§ **Entries shown**
PR #405, opened 2023-05-30
Godot4: Use Godot Action System for Input

pcen:
the actual dif is ~500 lines (change rewrites the sample save file and 400 lines of whitespace changes in 1 file)

# use Godot action keybindings for input:
- before input buttons were hardcoded to Godot.Key.<key>, now actions triggered by input are determined by action keybindings in Godot (Project -> Project Settings... -> Input Map) queried by Godot `Input.` methods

§ **Your goal**
Each entry must be output exactly as it was written.

§ **Exercise answer**
PR #405, opened 2023-05-30
Godot4: Use Godot Action System for Input

pcen:
the actual dif is ~500 lines (change rewrites the sample save file and 400 lines of whitespace changes in 1 file)

# use Godot action keybindings for input:
- before input buttons were hardcoded to Godot.Key.<key>, now actions triggered by input are determined by action keybindings in Godot (Project -> Project Settings... -> Input Map) queried by Godot `Input.` methods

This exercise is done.